Improvements on Peak Labeling

[borondics]

The new peak labeling functionality is great and I was thinking we could add an auto option to find some peaks with no user suffering.

A simple script

import numpy as np
from scipy.signal import find_peaks

dd = np.loadtxt('collagen.dat')
y = dd[:, 3]
p = find_peaks(y)

produces a pretty good result:

Not bad for a zero effort thing, right? Of course we would need to test it on billions of different spectra, but we shouldn't aim to be perfect I think.

@markotoplak, @stuart-cls, what do you think?

[borondics]

And of course, the user would fine-tune it and add the missing ones with the existing tool.

[markotoplak]

There already was a flexible (but in the end a bit too complex) option that @noahcabanas implemented. How does that function compare with his suggestion?
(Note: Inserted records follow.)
Issue #123, opened 2019-10-08
Merge CRD fields baseImage & version into cassandraImage 


allamand:
Since we have introduced 2 new parameters for init containers images: ** BootstrapImage** and **InitContainerImage** , I would like to have only 1 parameter for cassandraImage instead of two.

https://github.com/Orange-OpenSource/cassandra-k8s-operator/blob/master/pkg/apis/db/v1alpha1/cassandracluster_types.go#L636

But this is a breaking change and will need to rewrite existing CassandraCluster Custom Ressources.

I don't really know what will be the best way to handle the moove.
- keep old parameters and make the operator make the moove to new one ?
- simply remove old and ask user to change CRD definition

WDYT ?

jsanda:
Hi @allamand 

Here are some thoughts:

**Option 1**
The API version is alpha, which is supposed to mean changes can break compatibility. Removing the old fields and making users responsible for handling the change would be the easiest approach. This works for me personally as I am only using the operator for development and testing. If someone is using the operator in production though, this approach may not be desirable.

**Option 2**
Keep the API version the same, replace the fields, and provide a way for users to upgrade their `CassandraCluster` CRs. Maybe this could be done using https://github.com/kubernetes-sigs/kube-storage-version-migrator. It requires the API server to be at v1.15. Another option could be to provide some tooling to do the migration. This could be done with a shell script using `kubectl`. We could alternatively implement a k8s job that does the migration. I personally like the k8s job idea.

**Option 3**
Preserve backwards compatibility. I think that this should result in a new API version, e.g., `v1alpha2` or `v1beta1`. Then we would need a conversion webhook to perform the conversion mappings.

Oh and by the way, happy to help work on this :)

jsanda:
I went ahead and opened https://github.com/Orange-OpenSource/cassandra-k8s-operator/pull/137.

Let me elaborate why I prefer a k8s job vs a shell script for option 2. For a user deploying through Helm, there would be an additional step of running a post-upgrade script. As far as I know, the script could not be executed through Helm. The Helm chart can however be modified to deploy a job that will update any existing `CassandraCluster` CRs. It would be seamless for the end user.

cscetbon:
I vote for **Option 1** as it's still an alpha version. We're also talking about migrating to Helm 3. I don't know how it could help in the future. I think it's a subject to look into for future breaking changes but not in our current situation.

PR #137, opened 2019-10-23
Replace BaseImage and Version fields in spec with CassandraImage

jsanda:
This PR is for #123.

I looked through the e2e tests, and I don't think they require any changes.

### DIFF
--- a/go.mod
+++ b/go.mod
@@ -4,6 +4,7 @@ go 1.12
 
 require (
 	contrib.go.opencensus.io/exporter/ocagent v0.4.12 // indirect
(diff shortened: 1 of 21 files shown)


jsanda:
I am not yet familiar with the dgoss tests, but they passed for me locally which makes me wonder if the CircleCI failure was a flake. 

@allamand / @cscetbon can you please restart the CI build?

allamand:
@jsanda sometimes dgoss tests failed when trying to reach /metrics enpoint for prometheus. Don't know why, maybe it can takes more time for it to be available in some cases. relaunching the test generally make it pass, but I may need to change some thing maybe in the goss_wait.yaml for this test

And more importantly, what does it do for multiple spectra? Or should we limit the user to select a spectrum and then use it?

[borondics]

Yeah, I think we shouldn't make it flexible. The purpose would be to put a bunch of vertical lines onto the spectrum in not random or equidistant positions. If it is a bit better than those, meaning that the lines are indeed close to peaks, we are winning.

For multiple spectra I would use the average. Again, this function would be to help the user in some way but not to have it perfect.